*** Opening DATA FOR PROCESSING ***
PR #384, opened 2019-04-14
Fix incorrect path patching on non-existent paths.

inferno-chromium:
This fixes an issue with empty backup archives on windows libfuzzer jobs.

### DIFF
--- a/src/python/system/path_patcher.py
+++ b/src/python/system/path_patcher.py
@@ -48,9 +48,6 @@ def _is_windows():
 
 def _short_name_modifier(original_path):
   """Get the short path of `path` on windows."""
-  if not _is_windows():
-    return original_path
-
   # These paths don't work with prefix, skip.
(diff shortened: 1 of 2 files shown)


inferno-chromium:
So, the bug was returned result |path| was modified and has \\?\ in front on a non-existent file path in  archive. It causes the path to not work when writing file in a new archive (verified with shutil.make_archive on a win machine with/without patch patcher). So, best to not touch path in those cases.

src/python/system/path_patcher.py
```diff
@@ -48,9 +48,6 @@ def _is_windows():
 
 def _short_name_modifier(original_path):
   """Get the short path of `path` on windows."""
-  if not _is_windows():
```
inferno-chromium: This is redundant for sure, and unneccessary before every operation. we already don't patch()/unpatch() if we are not on windows.

PR #390, opened 2019-04-17
Don't mark build as bad when leaks are detected.

inferno-chromium:
Leaks can be frequent, however they don't impact reproducing
of regular crashes (as they are reported during shutdown). So,
instead of marking build as bad and blocking fuzzing, we instead
let the build go through which helps with regular fuzzing and
then report the leak with a proper testcase report.


inferno-chromium:
Should help with cases like https://bugs.chromium.org/p/chromium/issues/detail?id=953722. This should help with reporting these automatically.

PR #392, opened 2019-04-18
Remove deprecated backup uri, remove appengine sdk dependencies (#183).

inferno-chromium:


inferno-chromium:
Done, thanks @oliverchang for the idea, now all appengine sdk dependencies are removed.

inferno-chromium:
ready for re-review.

inferno-chromium:
@oliverchang - ping for re-review.

src/appengine/handlers/cron/backup.py
```diff
@@ -44,25 +49,33 @@ def get(self):
...
+        'output_url_prefix': output_url_prefix,
+        'entity_filter': {
+            'kinds': kinds
+        }
+    }
+
+    try:
+      request = _datastore_client().projects().export(
+          projectId=app_id, body=body)
+      response = request.execute()
```
oliverchang: nit: consider just folding this into line 67 as:

```python
_datastore_client()...export(
   ....).execute()
```

since request is never used again.

src/appengine/handlers/cron/backup.py
```diff
@@ -44,25 +49,33 @@ def get(self):
       return
 
     kinds = [
-        kind.kind_name
-        for kind in metadata.Kind.all()
-        if (not kind.kind_name.startswith('_') and
-            kind.kind_name not in EXCLUDED_MODELS)
+        kind for kind in ndb.Model._kind_map  # pylint: disable=protected-access
```
oliverchang: what was wrong with Kind.all ?

we should avoid using internal methods/fields since they may not exist in the python 3 rewrite.

src/appengine/handlers/cron/backup.py
inferno-chromium: Done!

src/appengine/handlers/cron/backup.py
inferno-chromium: Discussed over chat, metadata is coming from appengine sdk, so this dependency needs to be removed. Later when we fix ndb we need to verify this _kind_map works.

PR #393, opened 2019-04-18
Fix incorrect merge_new_feature metric.

inferno-chromium:
This metric is incorrect after https://github.com/google/clusterfuzz/commit/1b51e2a9e1c96894bd745bd698aeb5619db9a37b
Instead rely on best effort calculation from intial_feature_coverage and feature_coverage.

### DIFF
--- a/src/local/butler/scripts/setup.py
+++ b/src/local/butler/scripts/setup.py
@@ -142,7 +142,7 @@ _CORPUS_SIZE as corpus_size,
 avg(t.average_exec_per_sec) as avg_exec_per_sec,
 avg(t.fuzzing_time_percent) as fuzzing_time_percent,
 sum(t.new_units_added) as new_tests_added,
-sum(t.merge_new_features) as new_cov_features,
+sum(t.new_cov_features) as new_cov_features,
 avg(t.crash_count*100) as regular_crash_percent,
 avg(t.oom_count*100) as oom_percent,
 avg(t.leak_count*100) as leak_percent,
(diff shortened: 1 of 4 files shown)


src/local/butler/scripts/setup.py
```diff
@@ -142,7 +142,7 @@ def __init__(self):
 avg(t.average_exec_per_sec) as avg_exec_per_sec,
 avg(t.fuzzing_time_percent) as fuzzing_time_percent,
 sum(t.new_units_added) as new_tests_added,
-sum(t.merge_new_features) as new_cov_features,
+sum(t.new_cov_features) as new_cov_features,
```
jonathanmetzman: maybe just "features" cov is a bit redundant

src/python/tests/core/bot/fuzzers/libFuzzer/libfuzzer_launcher_test.py
```diff
@@ -377,9 +377,9 @@ def test_basic_fuzz(self, mock_stdout):
                   80,
               'merge_edge_coverage':
                   1769,
```
jonathanmetzman: I say this nearly every time someone changes a stat but these tests really need to be refactored so that adding/changing a stat doesn't require fixing 10 tests.

src/python/bot/fuzzers/libFuzzer/stats.py
```diff
@@ -178,8 +176,8 @@ def parse_performance_features(log_lines, strategies, arguments):
       'max_len': 0,
       'manual_dict_size': 0,
       'merge_edge_coverage': 0,
-      'merge_new_files': 0,
-      'merge_new_features': 0,
+      'new_cov_edges': 0,
```
jonathanmetzman: Actually, defaulting to zero is problematic right?

src/python/tests/core/bot/fuzzers/libFuzzer/libfuzzer_launcher_test.py
inferno-chromium: yes need to think more.

src/local/butler/scripts/setup.py
inferno-chromium: sure, will do.

src/python/bot/fuzzers/libFuzzer/stats.py
inferno-chromium: thought more on -1. we can't do -1 since fuzzer-stats shows stuff by "sum(t.new_cov_features) as new_cov_features", so it need some support for exclusions format. And once we support exclusions format, we can just exclude by corpus_subset strategy name.

inferno-chromium:
@mbarbella-chromium as fyi to use new metric names for graphs

PR #395, opened 2019-04-22
Calculate new_features and new_edges metrics only after INITED.

inferno-chromium:
This happened after
https://github.com/google/clusterfuzz/commit/2f0b0ab5c6efa5c0614ccea8ce63f0f9264ff89f
when merge_new_features metric was removed and we started calculating
new_features and new_edges metrics from start and end of fuzzing run.
The bug was that we were setting edge_coverage and feature_coverage
metrics before INITED or while seed corpus is processed. So, if we
crashed right after INITED, we will have a negative value for
new_features and new_edges.


src/python/bot/fuzzers/libFuzzer/stats.py
```diff
@@ -291,10 +296,10 @@ def parse_performance_features(log_lines, strategies, arguments):
 
   # new_cov_* is a reliable metric when corpus subset strategy is not used.
   if not stats['strategy_corpus_subset']:
-    if 'initial_edge_coverage' in stats and 'edge_coverage' in stats:
```
inferno-chromium: This was incorrect as these metrics were inited to 0. so, this was always true, instead we should check if end stats metrics is non-zero.

src/python/tests/core/bot/fuzzers/libFuzzer/launcher_test_data/oom_in_seed_corpus.txt
```diff
@@ -0,0 +1,127 @@
...
+INFO: seed corpus: files: 19330 min: 1b max: 1048575b total: 26242064b rss: 1150Mb
+#128	pulse  cov: 788 ft: 1541 corp: 92/157b exec/s: 64 rss: 1153Mb
+#256	pulse  cov: 948 ft: 2285 corp: 182/404b exec/s: 64 rss: 1156Mb
+#512	pulse  cov: 1204 ft: 3767 corp: 348/998b exec/s: 73 rss: 1161Mb
+#1024	pulse  cov: 1386 ft: 5453 corp: 697/2646b exec/s: 73 rss: 1179Mb
+#2048	pulse  cov: 1632 ft: 8051 corp: 1342/7769b exec/s: 73 rss: 1231Mb
+#4096	pulse  cov: 3183 ft: 14143 corp: 2253/21Kb exec/s: 80 rss: 1326Mb
+#8192	pulse  cov: 3637 ft: 20165 corp: 4125/63Kb exec/s: 80 rss: 1594Mb
+#16384	pulse  cov: 3894 ft: 28749 corp: 7462/307Kb exec/s: 79 rss: 1881Mb
+#19333	INITED cov: 3912 ft: 31745 corp: 8755/8252Kb exec/s: 74 rss: 2053Mb
```
inferno-chromium: Before fix, we were doing

edge_coverage=3894
initial_edge_coverage=3912
new_edges = 3894-3912= negative.

src/python/tests/core/bot/fuzzers/libFuzzer/libfuzzer_launcher_test.py
```diff
@@ -1023,9 +1075,9 @@ def test_parse_log_and_stats_timeout(self):
         'corpus_size': 0,
         'crash_count': 0,
         'dict_used': 0,
-        'edge_coverage': 1321,
+        'edge_coverage': 0,
```
inferno-chromium: they look valid changes as they crashed during seed corpus processing. i dont think we should have coverage metrics if fuzzing didn't start. wdyt @Dor1s @jonathanmetzman

src/python/bot/fuzzers/libFuzzer/stats.py
```diff
@@ -261,15 +262,19 @@ def parse_performance_features(log_lines, strategies, arguments):
 
     match = LIBFUZZER_LOG_START_INITED_REGEX.match(line)
     if match:
-      stats['initial_edge_coverage'] = int(match.group(1))
-      stats['initial_feature_coverage'] = int(match.group(2))
+      stats['initial_edge_coverage'] = stats['edge_coverage'] = int(
+          match.group(1))
+      stats['initial_feature_coverage'] = stats['feature_coverage'] = int(
+          match.group(2))
+      start = True
```
jonathanmetzman: nit: `inited` or `libfuzzer_inited` seems more descriptive to me

src/python/bot/fuzzers/libFuzzer/stats.py
jonathanmetzman: Why do we need these `if`s at all? If the above code works shouldn't feature_coverage always be 0 if initial_feature_coverage is zero? Same for edge. Maybe change to an assert.

src/python/tests/core/bot/fuzzers/libFuzzer/libfuzzer_launcher_test.py
jonathanmetzman: Makes sense

src/python/bot/fuzzers/libFuzzer/stats.py
inferno-chromium: Done

src/python/bot/fuzzers/libFuzzer/stats.py
inferno-chromium: Done

src/python/bot/fuzzers/libFuzzer/stats.py
```diff
@@ -291,12 +294,13 @@ def parse_performance_features(log_lines, strategies, arguments):
 
   # new_cov_* is a reliable metric when corpus subset strategy is not used.
```
Dor1s: Should we record these for all the strategies? Even without the subset it's not super reliable, as it doesn't account for corpus merging, i.e. it's affected by the unstable coverage. Plus, we can always filter out irrelevant runs using BigQuery, so we don't need to dismiss the stats based on the strategy, we should upload everything.

src/python/tests/core/bot/fuzzers/libFuzzer/libfuzzer_launcher_test.py
Dor1s: Either way is fine, but this means we would see zero on the charts for e.g. super OOMy targets. Maybe we still want to see the coverage it is able to reach before crashing?

src/python/bot/fuzzers/libFuzzer/stats.py
```diff
@@ -176,8 +176,6 @@ def parse_performance_features(log_lines, strategies, arguments):
       'max_len': 0,
       'manual_dict_size': 0,
       'merge_edge_coverage': 0,
-      'new_edges': 0,
```
Dor1s: Why remove the default values? I suspect that we may end up with `null` values in BigQuery, do we want that?

inferno-chromium: Yes it helps to calculate averages correctly for graphs. we used to use similar strategy for corpus_rss_mb and i think it used to work.

Dor1s: Got it, thanks!

src/python/bot/fuzzers/libFuzzer/stats.py
inferno-chromium: just makes data studio stuff more complicated. see also reason below.

Dor1s: I'm afraid it's inevitable that we need to filter out certain values for different columns. It's just a price we have to pay for having so many stats and configurations :)

Dor1s: Chatted offline, the final argument was that we surface these values in Fuzzer Stats, and we don't filter by strategy there, which creates very confusing picture if we record the values from runs with corpus subset strategy.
*** Closing DATA FOR PROCESSING ***
### PROBLEM
Each line above that contains the word "review" should be returned.

### ANSWER BOX
ready for re-review.
@oliverchang - ping for re-review.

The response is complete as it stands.